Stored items
● ● ● ● ● ● ●

PR #1255, opened 2024-02-28
feat: quick fixes

### LINKED ISSUE #1013: Ability to automatically fix linting errors

dsherret:
Closes #1181
Closes #1013

### DIFF
--- a/src/diagnostic.rs
+++ b/src/diagnostic.rs
@@ -15,15 +15,15 @@ use deno_ast::SourceRange;
 use deno_ast::SourceTextInfo;
 
 #[derive(Debug, Clone)]
-pub struct LintQuickFixChange {
+pub struct LintFixChange {
   pub new_text: Cow<'static, str>,
   pub range: SourceRange,
 }
 
 #[derive(Debug, Clone)]
-pub struct LintQuickFix {
+pub struct LintFix {
   pub description: Cow<'static, str>,
-  pub changes: Vec<LintQuickFixChange>,
+  pub changes: Vec<LintFixChange>,
 }
 
 #[derive(Clone)]
@@ -34,7 +34,7 @@ pub struct LintDiagnostic {
   pub message: String,
   pub code: String,
   pub hint: Option<String>,
-  pub quick_fixes: Vec<LintQuickFix>,
+  pub fixes: Vec<LintFix>,
 }
 
 impl Diagnostic for LintDiagnostic {
--- a/src/diagnostic.rs
+++ b/src/diagnostic.rs
@@ -14,6 +14,18 @@ use deno_ast::ModuleSpecifier;
 use deno_ast::SourceRange;
 use deno_ast::SourceTextInfo;
 
+#[derive(Debug, Clone)]
+pub struct LintQuickFixChange {
+  pub new_text: String,
+  pub range: SourceRange,
+}
+
+#[derive(Debug, Clone)]
+pub struct LintQuickFix {
+  pub description: String,
+  pub changes: Vec<LintQuickFixChange>,
+}
+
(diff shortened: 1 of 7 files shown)


dsherret:
I just noticed https://github.com/denoland/deno_lint/pull/1181 -- I think this PR is a better approach because it will also work well in the LSP.

src/diagnostic.rs
```diff
@@ -14,6 +14,18 @@ use deno_ast::ModuleSpecifier;
...
+pub struct LintQuickFixChange {
+  pub new_text: Cow<'static, str>,
+  pub range: SourceRange,
+}
+
+#[derive(Debug, Clone)]
+pub struct LintQuickFix {
+  pub description: Cow<'static, str>,
+  pub changes: Vec<LintQuickFixChange>,
+}
```
magurotuna, line 27: Correct me if I'm wrong, but my understanding is that the user of `deno_lint` crate will use these quickfix information as suggestions, and end users will decide what quickfix to apply probably via LSP action, or some other interactive way - is this correct?

What I'm imagining is that, people who work with very large code base may want to apply quickfixes automatically without any human intervention. In this scenario, they probably would like something like `deno lint --rule no-window-prefix` --autofix, but one problem with this would be that one fix needs to be picked in case there are multiple candidates for quickfixes, which would require human intervention.
I think one possible solution for this is give each quick fix a unique ID, and let end users specify a quickfix ID they want to use e.g. `deno lint --rule no-window-prefix --autofix use-globalthis`
So in any case, what do you think about giving quickfix ID to each quickfix definition?

dsherret: Yeah in the LSP they'll potentially get multiple options.

For `--fix`, what I'm doing at the moment (in my local branch of cli, didn't push yet) is only the first quick fix gets applied if there are multiple options. So for example, In the window -> globalThis or window -> self case it only will apply the window -> globalThis change.

I think adding ids would be a nice solution in the future, but that we should hold off on it until there's demand for it. I think the current PR is a good starting point to build off of in the future.

In the meantime I'll update the docs in this crate to explain this scenario.

src/rules/no_window_prefix.rs
```diff
@@ -19,6 +21,8 @@ const CODE: &str = "no-window-prefix";
 const MESSAGE: &str = "For compatibility between the Window context and the Web Workers, calling Web APIs via `window` is disallowed";
 const HINT: &str =
   "Instead, call this API via `self`, `globalThis`, or no extra prefix";
+const FIX_GLOBAL_THIS_DESC: &str = "Rename window to globalThis";
+const FIX_SELF_DESC: &str = "Rename window to self";
```
dsherret, line 25: Does it make sense to have `self` here? Maybe this should only be `globalThis`? If we should keep this, then maybe the no_window rule should also have this?

src/diagnostic.rs
magurotuna: OK, that makes sense. Let's revisit it when the need for it arises.

src/rules/no_window_prefix.rs
magurotuna: I think only `globalThis` should suffice.

bartlomieju: I agree that `globalThis` is enough here

bartlomieju (approved):
Very cool, I like how simple this solution is and the fact that it's up to the caller to actually apply the fix :+1 LGTM

PR #1263, opened 2024-04-08
feat(www): add header link to official docs

Delapouite:
Hi

This way users can learn:

- how to run the CLI with various flags
- how to configure the `deno.json` `lint` entry


bartlomieju (approved):
Thanks!

PR #1264, opened 2024-04-09
feat(www): add link to rule source on GitHub

Delapouite:
Hi

By following this link users can learn how the rule is implemented, and discover details about corner cases.

Also it eases potential contributions, if something needs to be fixed or improved about the current rule.


magurotuna (approved):
Thanks, I like this idea! LGTM

PR #706, opened 2021-01-08
Revert recent change to conv_char

yslan:
char only convects nelv


yslan:
`python -m 'unittest' NekTests.ConjHtChar.test_PnPn_Parallel`

PR #710, opened 2021-01-27
sideset untouched for one fluid exo case

yhaomin2007:
sideset untouched if there is only one fluid exo file


stgeke:
It looks like there is still an offset added to the sideset IDs in case of multiple input files. I think we should either print a warning and make them consecutive or bail out.

yhaomin2007:
Stefan, do you think there should be an option by user to say if they want sideset to be offset or not ?

yhaomin2007:
will submit a new PR later

PR #722, opened 2021-03-22
WIP: Print partition stats before and after parRSB

thilinarmtb:


stgeke:
Merged as https://github.com/Nek5000/Nek5000/commits/master

PR #725, opened 2021-03-26
Port short_tests/lib to Python >= 3.6

paugier:
It is not possible to run Nek5000 unittests without Python 2.7. CPython 2.7 is no longer maintained and Python 2.7 is not installed by default in most recent Linux desktop distributions. In 2021, it makes sense to drop Python 2.7 and to use Python >= 3.6, which is easily available in most cases.


paugier:
Hi. Is there anyone to tell me if this PR could be considered ?

PR #727, opened 2021-05-13
Running tests with GitHub Actions

RonRahaman:
This enables GitHub Actions to run the CI tests.  They are the same test cases as the Travis tests.  Currently, there are some tests failing, and I believe none of them are related to this PR:

* These are failing because the results don't match the reference solutions:
  - CmtInviscidVortex::test_Pn_Pn_Parallel
  - FsHydro::test_PnPn2_Parallel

● ● ● ● ● ● ●

Task to complete — The output should be exactly the lines above from the line containing "Port short_tests/lib to Python >= 3.6" to the line containing "This enables GitHub", inclusive, with no other lines.

Exercise result —
Port short_tests/lib to Python >= 3.6

paugier:
It is not possible to run Nek5000 unittests without Python 2.7. CPython 2.7 is no longer maintained and Python 2.7 is not installed by default in most recent Linux desktop distributions. In 2021, it makes sense to drop Python 2.7 and to use Python >= 3.6, which is easily available in most cases.


paugier:
Hi. Is there anyone to tell me if this PR could be considered ?

PR #727, opened 2021-05-13
Running tests with GitHub Actions

RonRahaman:
This enables GitHub Actions to run the CI tests.  They are the same test cases as the Travis tests.  Currently, there are some tests failing, and I believe none of them are related to this PR:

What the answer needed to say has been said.